Nutrition Facts : Calories 14.9, Sodium 633.8, Carbohydrate 3.6, Fiber 0.4, Sugar 2.8, Protein 0.2

PICKLED DAIKON AND CARROT



Pickled Daikon And Carrot image

Provided by Molly O'Neill

Categories     lunch, side dish

Time 15m

Yield 1 1/2 cups

Number Of Ingredients 5

1 medium (8-ounce) daikon, peeled
1/2 carrot, peeled
2 teaspoons white vinegar
1 teaspoon sugar
1/2 teaspoon kosher salt

Steps:

  • Using the slicing disk of a food processor or a very sharp knife, slice the daikon into paper-thin disks. Use a knife to cut the disks into long, very thin strips. Slice the carrot lengthwise into very thin slices, and cut each slice into very thin strips.
  • In a medium bowl, combine the vinegar, sugar and salt and mix until the sugar has dissolved. Add the daikon and carrot and toss. Serve at room temperature along with barbecued meat.

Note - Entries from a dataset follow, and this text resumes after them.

PR #666, opened 2019-07-12
Food null error fix

Vam-Jam:
Caused by CPlayer being invalid if the blob is holding food and dies.

I've added extra null checks just in case as well

Thanks @bunniewormy for giving logs

### DIFF
--- a/Entities/Items/Food/Eatable.as
+++ b/Entities/Items/Food/Eatable.as
@@ -78,23 +78,33 @@ void onCollision(CBlob@ this, CBlob@ blob, bool solid)
 	}
 }
 
+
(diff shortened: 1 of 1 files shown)


Entities/Items/Food/Eatable.as
```diff
@@ -78,23 +78,33 @@ void onCollision(CBlob@ this, CBlob@ blob, bool solid)
...
+
+	if (isServer())
 	{
 		Heal(attached, this);
 	}
 
+	CPlayer@ p = attached.getPlayer();
+	if(p is null){return;}
+
 	this.set_u16("healer", attached.getPlayer().getNetworkID());
```
Harrison-Miller: p.getNetworkID()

Nutrition Facts : @context http, Calories 46, UnsaturatedFat 0 grams, Carbohydrate 10 grams, Fat 0 grams, Fiber 3 grams, Protein 1 gram, SaturatedFat 0 grams, Sodium 445 milligrams, Sugar 7 grams

Tips:

  • Use a mandoline or sharp knife to thinly slice the daikon and carrots. This will help them pickle evenly.
  • If you don't have jalapenos, you can use another type of chili pepper, such as serrano or cayenne pepper.
  • You can adjust the amount of sugar and vinegar in the pickling liquid to taste. If you like your pickles sweeter, add more sugar. If you like them more sour, add more vinegar.
  • Be sure to sterilize the jars and lids before pickling the daikon and carrots. This will help to prevent spoilage.
  • Store the pickles in a cool, dark place for at least two weeks before eating. This will give them time to develop a deep, flavorful brine.

Conclusion:

Pickled daikon with carrots and jalapenos is a delicious and versatile condiment that can be used in a variety of dishes. It's perfect for adding a tangy, spicy flavor to sandwiches, salads, and noodle bowls. It's also a great way to use up leftover daikon and carrots. If you're looking for a new and exciting way to enjoy these vegetables, give this recipe a try. You won't be disappointed!